# Bottle feeding costs?



## DappledBoers (Feb 10, 2013)

About how much does it cost to bottle feed a Nigerian dwarf kid?


----------



## ksalvagno (Oct 6, 2009)

Boy, never looked at the cost. Are you talking whole milk or the milk replacer?


----------



## DappledBoers (Feb 10, 2013)

What's the difference


----------



## ksalvagno (Oct 6, 2009)

Whole cow milk would be from the grocery store unless you have a source for cow milk. The milk replacer you buy in a bag and mix with water. There are only a few milk replacers that are good. Most are junk and have actually killed kids. I always buy whole milk so not sure which are the good milk replacers.


----------



## georgiagirl98 (Jun 30, 2013)

Yeah i use the whole milk too, i tried milk replacer once when it was my first bottle babies but they would have runny poop so i changed to whole milk and have used it ever since and they do great on it.  i know someone who puts raw eggs in their bottles and their kids get huge.


----------



## DappledBoers (Feb 10, 2013)

I don't know at what age people sell Nigerian dwarf bottle babies but how often do you have to feed them?


----------



## DappledBoers (Feb 10, 2013)

The reason I am asking is because last year I was supposed to get a bottle baby and the lady ended up giving her to someone else and then they later sold her to me so I never got the chance to bottle feed and I had her cage set up and everything ready so I was disappointed and I really want to raise a Nigerian kid!
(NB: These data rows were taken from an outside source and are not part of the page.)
PR #581, opened 2023-05-15
Fixes various issues with pinned posts - continued

chdorner:
Found another 2 problems:

1. Sometimes the object URI of an item in a featured collections results in a 404, I've seen this either with Mastodon (presumably more of an access issue rather than actual 404?) or with some homegrown-ish blogging platform. I thought it's safe to just ignore those and allow the identity to transition from outdated to updated
    - since we use the `Post.DoesNotExist` also for other errors, this will also ignore those, i.e. SSL errors, >500 response codes, etc.
2. Friendica doesn't just have `Create` activities in featured collections, but also `Update`. I hope there won't be additional ones

I'll keep an eye on Sentry in the next few days and raise additional PRs if I see more errors coming in.

### DIFF
--- a/users/models/identity.py
+++ b/users/models/identity.py
@@ -771,7 +771,7 @@ class Identity(StatorModel):
                 if not isinstance(item, dict):
                     continue
                 post_obj: dict | None = item
-                if item["type"] == "Create":
+                if item["type"] in ["Create", "Update"]:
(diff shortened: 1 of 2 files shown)


andrewgodwin (approved):

andrewgodwin:
👍

PR #583, opened 2023-05-19
Use post id to generate summary class

karthikb351:
Use the post's id to uniquely identify the summary class.

Currently we hash the name of the summary to generate the unique css class name, which causes all summaries with the same name to expand and close together (was this behaviour intentional?)

Example: https://fedi.karthikbalakrishnan.com/@me@karthikbalakrishnan.com/posts/182274944255353776/

https://github.com/jointakahe/takahe/assets/3104454/287501d3-6875-45f8-8c2c-164e78ba76c7

### DIFF
--- a/activities/models/post.py
+++ b/activities/models/post.py
@@ -1,5 +1,4 @@
 import datetime
-import hashlib
 import json
 import mimetypes
 import ssl
--- a/activities/models/post.py
+++ b/activities/models/post.py
@@ -436,7 +436,7 @@ class Post(StatorModel):
         """
         if not self.summary:
             return ""
-        return "summary-" + hashlib.md5(self.summary.encode("utf8")).hexdigest()
+        return "summary-{self.id}"
 
     @property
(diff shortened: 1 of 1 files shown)


andrewgodwin:
Yes, this was an entirely intentional feature - the reason being that if you are willing to expand one content warning, you may as well expand them all.

I'm curious if there are reasons _not_ to do this that aren't "it's not what most other clients do"?

karthikb351:
> I'm curious if there are reasons _not_ to do this that aren't "it's not what most other clients do"?

@andrewgodwin I think the biggest issue is that in a long thread, it ends up shifting a lot of the content up/down, such that the toggle button also moves underneath your cursor. If we only did one at a time, the button would stay in the same place.

andrewgodwin:
Yeah, that's a good point - we aren't going to sync the viewpoint. Plus, I am always a fan of the Principle of Least Surprise, which here probably includes "doing what everyone else is".

PR #585, opened 2023-05-24
Prevent dropping ellipsis URL

shuuji3:
fixes #584

This issue seems to occur because Elk uses the textContent of the Mastodon HTML as a draft text (ref. [1](https://github.com/elk-zone/elk/blob/main/components/status/StatusActionsMore.vue#L110-L110), [2](https://github.com/elk-zone/elk/blob/main/composables/content-parse.ts#L145), [3](https://github.com/elk-zone/elk/blob/main/composables/masto/statusDrafts.ts#L61), [4](https://github.com/elk-zone/elk/blob/main/composables/content-parse.ts#L76-L76)) and we are dropping the remaining URL string after 30 characters.

Here is an example `content` comparisons between Mastodon (first) and Takahē API (second):

```diff
-    "content": "<p>Takahē - return to the wild - <a href=\"https://www.youtube.com/watch?v=IG423K3pmQI\" target=\"_blank\" rel=\"nofollow noopener noreferrer\"><span class=\"invisible\">https://www.</span><span class=\"ellipsis\">youtube.com/watch?v=IG423K3pmQ</span><span class=\"invisible\">I</span></a></p>",
+    "content": "<p>Takahē - return to the wild - <a href=\"https://www.youtube.com/watch?v=IG423K3pmQI\" rel=\"nofollow\" class=\"ellipsis\" title=\"www.youtube.com/watch?v=IG423K\">www.youtube.com/watch?v=IG423K</a></p>",
```

To emulate Mastodon's link in `content`, this wraps the URL text with `<span class="ellipsis">` and `<span class="invisible">`.

I kept the `class="ellipsis"` of the `<a>` tag untouched as I don't fully understand how it affects other parts of logic yet.

Screenshot 2023-05-24 at 21 55 54

https://takahe.shuuji3.xyz/@shuuji3@takahe.shuuji3.xyz/posts/184178424987558872/

Screenshot 2023-05-24 at 21 56 59
Screenshot 2023-05-24 at 21 58 06

https://elk.zone/takahe.shuuji3.xyz/@shuuji3/184178424987558872

PR #586, opened 2023-05-26
Prevent dropping ellipsis URL

shuuji3:
Hello, this is a follow-up PR for #585.

I focused on the ellipsis part of the URL in the last PR and missed including the first protocol part like `https://` as an invisible text. Without it, Elk still failed to recover the complete URL after saving the edited post (for example, `https://takahe.social` became a plain text `takahe.social`).

Now:
Screenshot 2023-05-26 at 16 54 26


andrewgodwin (approved):

andrewgodwin:
Thanks!

Issue #285, opened 2022-12-27
Admin redirect fixes


kromonos:
When editing on specific pages, like from the Federated tab or in settings, federation, you always get redirected to the start page or, in case of the federation settings, to the first page. It would be really nice, if you get back to the page you're coming from. 
E.g. current behavior:
settings ⇾ federation ⇾ scroll until e.g. page 5 ⇾ edit a domain ⇾ federation page 1

Would be nice:
settings ⇾ federation ⇾ scroll until e.g. page 5 ⇾ edit a domain ⇾ federation page 5

PR #587, opened 2023-06-13
Bugfix admin redirect fixes

mj2p:
fixes jointakahe/takahe#285

Return to the correct page on a paginated list in the admin section after visiting a detail page it contains.

1. Set the list page index as a GET parameter in the href used to link to the detail page.
2. Capture the list page index in the `View` when creating the context
3. Set the list page index from the context as a GET parameter on the `back` link on the detail page

Works for:
- [x]  announcements
- [x]  federation
- [x]  hashtags
- [x]  identities
- [x]  invites
- [x]  reports
- [x]  users

### DIFF
--- a/templates/admin/announcement_edit.html
+++ b/templates/admin/announcement_edit.html
@@ -16,7 +16,7 @@
             {% include "forms/_field.html" with field=form.end %}
         </fieldset>
         <div class="buttons">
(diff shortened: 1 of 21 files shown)


andrewgodwin (approved):

andrewgodwin:
Thanks!

PR #589, opened 2023-06-22
Fix metadata not being updated in Mastodon instances

humrochagf:
- Adds missing fan out process when we update the account using the API (mastodon clients case)
- Use type expected by mastodon

### DIFF
--- a/users/models/identity.py
+++ b/users/models/identity.py
@@ -534,7 +534,7 @@ class Identity(StatorModel):
         if self.metadata:
             response["attachment"] = [
                 {
-                    "type": "http://schema.org#PropertyValue",
+                    "type": "PropertyValue",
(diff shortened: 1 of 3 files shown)


users/models/identity.py
```diff
@@ -534,7 +534,7 @@ def to_ap(self):
         if self.metadata:
             response["attachment"] = [
                 {
-                    "type": "http://schema.org#PropertyValue",
```
humrochagf, line 537: Took some time to understand that Mastodon sends and expects to receive `PropertyValue` instead of `http://schema.org#PropertyValue` because the original payload is hidden behind the call to `canonicalize` that expands the original value.

andrewgodwin (approved):

andrewgodwin:
Thanks!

I just want to make sure I have the time to feed them however often they need it


----------



## ksalvagno (Oct 6, 2009)

You start out feeding them 4 times per day. As they get older you cut down to 3 times per day.


----------



## DappledBoers (Feb 10, 2013)

So if I leave at 6:45 in the morning and get home at 2:30 would I be able to feed it correctly? Other family members would be home while I'm gone but not every day of the week.


----------



## Little-Bits-N-Pieces (Apr 7, 2013)

If you're feeding store milk, or replacer, a standard kid takes about $230 to raise until weaning. So probably $130-140 for a nigerian kid.


----------



## ksalvagno (Oct 6, 2009)

If you fed the first bottle before work, then if someone could feed a bottle while you are gone, you could feed the rest.


----------